Core fee income growth moderated to ~15% y-o-y to Rs 42 bn affected by the lockdown, which resulted in loss of fees/other income of Rs 4.5 bn. C/I ratio increased to 39% (+110bp q-o-q) while PPoP stood flat q-o-q) at Rs 129.6 bn (+20% y-o-y).

Loans grew 21% y-o-y, led by corporate loans (+29% y-o-y) while retail loan growth was soft at 14.6% y-o-y. Deposits increased 24% y-o-y while CASA mix soared to 42.2% (+270bp q-o-q).

Slippages stood at Rs 31.5 bn (1.3% annualised) while some of the overdue accounts availed moratorium, which otherwise would have slipped during the quarter, resulting in ~6/21% q-o-q decline in GNPA/NNPA. Thus, GNPA/ NNPA ratios declined by 16bp y-o-y/12bp q-o-q (10bp/6bp benefit due to the moratorium). As a result, PCR improved by ~530bp q-o-q to 72%.

Highlights of mgmt commentary
COVID-19 impact: Under the stress case, we expect ~9% of the SME portfolio to be vulnerable and see maximum potential GNPA impact of ~50bp. Of the retail customers applying for moratorium, ~95-98% are not in default (0 dpd) as of 29th Feb’20.

CEO change: Aditya Puri is set to retire on 26th Oct’20; the bank has finalised three candidates and would be applying to the RBI for approval.

Valuations and view
HDFCB’s business growth remains robust despite economic activity getting impacted due to COVID-19. Although the RBI moratorium supports asset quality, credit cost is expected to stay elevated while provisioning buffers should limit the overall impact on earnings.
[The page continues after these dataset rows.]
PR #4459, opened 2018-11-27
Adding delay to re-run

bigmstone:
This commit adds necessary changes to st2client and st2api to accommodate delay
on re-run of actions.

### DIFF
--- a/st2api/st2api/controllers/v1/actionexecutions.py
+++ b/st2api/st2api/controllers/v1/actionexecutions.py
@@ -406,6 +406,11 @@ class ActionExecutionReRunController(ActionExecutionsControllerMixin, ResourceCo
         if list(set(spec_api.reset) - set(spec_api.tasks)):
             raise ValueError('List of tasks to reset does not match the tasks to rerun.')
 
+        delay = None
+
+        if hasattr(spec_api, "delay") and isinstance(spec_api.delay, int):
+            delay = spec_api.delay
+
         no_merge = cast_argument_value(value_type=bool, value=no_merge)
         existing_execution = self._get_one_by_id(id=id, exclude_fields=self.exclude_fields,
                                                  requester_user=requester_user,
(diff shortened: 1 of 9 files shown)


st2api/st2api/controllers/v1/actionexecutions.py
```diff
@@ -457,7 +463,7 @@ class ActionExecutionsController(BaseResourceIsolationControllerMixin,
                                  ActionExecutionsControllerMixin, ResourceController):
     """
         Implements the RESTful web endpoint that handles
-        the lifecycle of ActionExecutions in the system.
+        the lifecycle of ActionExecutios in the system.
```
m4dcoder: typo?

st2api/st2api/controllers/v1/actionexecutions.py
```diff
@@ -406,6 +406,11 @@ def post(self, spec_api, id, requester_user, no_merge=False, show_secrets=False)
         if list(set(spec_api.reset) - set(spec_api.tasks)):
             raise ValueError('List of tasks to reset does not match the tasks to rerun.')
 
+        delay = None
+
+        if hasattr(spec_api, "delay") and isinstance(spec_api.delay, int):
```
Kami: I would just do ``delay = getattr(spec_api, 'delay', None)``, but that also works.

st2common/st2common/models/db/execution.py
```diff
@@ -179,7 +179,7 @@ class ActionExecutionOutputDB(stormbase.StormFoundationDB):
     runner_ref = me.StringField(required=True)
     timestamp = ComplexDateTimeField(required=True, default=date_utils.get_datetime_utc_now)
     output_type = me.StringField(required=True, default='output')
-    delay = me.IntField(required=True, default=0)
+    delay = me.IntField()
```
Kami: Any particular reason why you removed that? I guess required with a default value doesn't make much sense / difference.

bigmstone: Making it consistent with other delay references in other collections. No other reason.

Issue #583, opened 2021-01-12
Add clang-format to the respective format and test dev scripts


tanertopal:
Currently, we don't have autoformatting for the protobuf files. We need to add clang-format to the format.sh and test.sh scripts.

PR #584, opened 2021-01-12
Proto Linter | Add clang-format to Flower

CanTuerk:
This PR will add clang-format to `test.sh` and `format.sh` in the Flower repository. Refers to #583 .

### DIFF
--- a/.github/workflows/flower.yml
+++ b/.github/workflows/flower.yml
@@ -22,6 +22,7 @@ jobs:
           python-version: ${{ matrix.python }}
       - name: Install build tools
         run: |
+          sudo apt-get install clang-format-10
           python -m pip install -U pip==20.2.4
           python -m pip install -U setuptools==49.3.1
           python -m pip install -U poetry==1.1.4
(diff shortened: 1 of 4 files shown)


danieljanes (approved):

danieljanes (changes requested):
Looks good, we need to install clang-format on the CI though

danieljanes (approved):

tanertopal (approved):

pedropgusmao:
clang-format needs to be installed on the user side as well. I'm getting `xargs: clang-format-10: No such file or directory` when trying to run `dev/format.sh`

danieljanes:
Oh right, thanks for mentioning it. Should we add it to `bootstrap.sh`? Or should we run it optionally depending on whether the user has it installed or not?
@pedropgusmao @tanertopal

pedropgusmao:
I would run it optionally, but if the CI job fails, then I guess the developer would not be able to fix it?

danieljanes:
One other option would be to install it via pip: https://github.com/mgevaert/clang-format-wheel/

pedropgusmao:
Yes, I think that's a better solution it is well maintained.

danieljanes:
Follow-up issue #594

PR #596, opened 2021-01-18
Add dirichlet partition

pedropgusmao:


src/py/flwr/dataset/utils/common.py
```diff
@@ -204,3 +204,107 @@ def adjust_y_shape(nda: np.ndarray) -> np.ndarray:
...
+
+
+def create_dla_partitions(
+    dataset: XY,
+    dirichlet_dist: np.ndarray = np.empty(0),
+    num_partitions: int = 100,
+    concentration: float = 0.5,
+) -> Tuple[np.ndarray, XYList]:
+    """Create ibalanced non-iid partitions using Dirichlet Latent
+    Allocation(LDA) without resampling.
```
tanertopal, line 217:
```suggestion
    """Create imbalanced non-iid partitions using Latent Dirichlet
    Allocation (LDA) without resampling.
```

src/py/flwr/dataset/utils/common.py
```diff
@@ -204,3 +204,107 @@ def adjust_y_shape(nda: np.ndarray) -> np.ndarray:
...
+
+    Args:
+        dataset (XY): Datasets containing samples X
+            and labels Y.
```
tanertopal, line 221:
```suggestion
        dataset (XY): Dataset containing samples X and labels Y.
```

src/py/flwr/dataset/utils/common.py
```diff
@@ -204,3 +204,107 @@ def adjust_y_shape(nda: np.ndarray) -> np.ndarray:
...
+        dirichlet_dist (numpy.ndarray, optional): previously generated distribution to
+            be used. This s useful when applying the same distribution for train and
```
tanertopal, line 223:
```suggestion
            be used. This is useful when applying the same distribution for train and
```

src/py/flwr/dataset/utils/common.py
```diff
@@ -204,3 +204,107 @@ def adjust_y_shape(nda: np.ndarray) -> np.ndarray:
...
+            validation sets.
+        num_partitions (int, optional): Number of partitions to be created.
+            Defaults to 100.
+        concentration (float, optional): Dirichlet Concentration (:math:`\\alpha`)
+            parameter.
+            An :math:`\\alpha \\to \\Inf` generates uniform distributions over classes.
+            An :math:`\\alpha \\to 0.0` generates on class per client. Defaults to 0.5.
```
tanertopal, line 230:
```suggestion
            An :math:`\\alpha \\to 0.0` generates one class per client. Defaults to 0.5.
```

src/py/flwr/dataset/utils/common.py
```diff
@@ -205,3 +205,100 @@ def adjust_y_shape(nda: np.ndarray) -> np.ndarray:
...
+
+    Returns:
+        Tuple[numpy.ndarray, XYList]: List of XYList containing partitions
```
tanertopal, line 233: The return type does not match what is actually returned.

src/py/flwr/dataset/utils/common.py
```diff
@@ -205,3 +205,100 @@ def adjust_y_shape(nda: np.ndarray) -> np.ndarray:
...
+            sample_class: int = np.where(
+                np.random.multinomial(1, dirichlet_dist[partition_id]) == 1
+            )[0][0]
+            sample: np.ndarray = list_samples_per_class[sample_class].pop()
+
+            data[partition_id].append(sample)
+            target[partition_id].append(sample_class)
+
+            # If last sample of the class was drawn,
+            # then set pdf to zero for that class.
```
tanertopal, line 286:
```suggestion
            # If last sample of the class was drawn, then set the 
            #  probability density function (PDF) to zero for that class.
```

src/py/flwr/dataset/utils/common.py
```diff
@@ -205,3 +205,100 @@ def adjust_y_shape(nda: np.ndarray) -> np.ndarray:
     """Turn shape (x, 1) into (x)."""
     nda_adjusted = np.reshape(nda, (nda.shape[0]))
     return cast(np.ndarray, nda_adjusted)
+
+
+def create_dla_partitions(
```
tanertopal, line 210: Shouldn't this function rather be named `create_lda_partitions`?

tanertopal (changes requested):

src/py/flwr/dataset/utils/common.py
pedropgusmao: Yes, I got an error from Mypy. It's inverted

src/py/flwr/dataset/utils/common.py
pedropgusmao: Yep, changed to reflect the correct name.

pedropgusmao (commented):
Issues have been addressed

tanertopal (approved):

tanertopal (approved):

PR #602, opened 2021-01-19
Clang Format | Installation Shellscript

### LINKED ISSUE #594: Include clang-format in dev dependencies
`clang-format` is required to format `.proto` files. To prevent user users from having to install it via `sudo apt ...` we can include it in our dev dependencies (it's available via `pip`):

https://github.com/mgevaert/clang-format-wheel/

CanTuerk:
This PR will add `install-clang-format.sh` this will be useful to install and use `clang-format-10` which is also included in `test.sh`.
Will close  #594.


danieljanes (approved):

dev/install-clang-format.sh
```diff
@@ -0,0 +1,12 @@
...
+set -e
+cd "$( cd "$( dirname "${BASH_SOURCE[0]}" )" >/dev/null 2>&1 && pwd )"/../
+
+# Check if Clang-Format is already installed
+if clang-format-10 --version | grep -q 'clang-format version 10.0.0-4ubuntu1'; 
+then
+   echo "Clang-Format is already installed on your Environment"
+else
+    # Install Clang-Format if it is not installed already
+    sudo apt install clang-format-10
```
tanertopal, line 11: Alternative proposal:

```suggestion
if ! command -v clang-format-10 &> /dev/null
then
    sudo apt install clang-format-10
    exit
fi
```

tanertopal (approved):

Issue #601, opened 2021-01-19
E2E test for examples


tanertopal:
# Description
Not all examples currently have a simple E2E test as seen in https://github.com/adap/flower/blob/main/.github/workflows/examples.yml

# Task
- [x] Create CI test for `examples/pytorch_from_centralized_to_federated`
- [x] Create CI test for `examples/simulation`

danieljanes:
We should definitely add this, but please make sure that both tests only use the minimal amount of CI resources possible.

A strong liability franchise would support margins while higher liquidity levels would enable the bank to ride out the current crisis and gain further market share. We, thus, estimate loan book/PAT to deliver CAGR of 16/17% over FY20-22e. Management succession remains a big event to watch out for. Maintain Buy with PT of Rs 1,200 (3.0x Sep’21e ABV).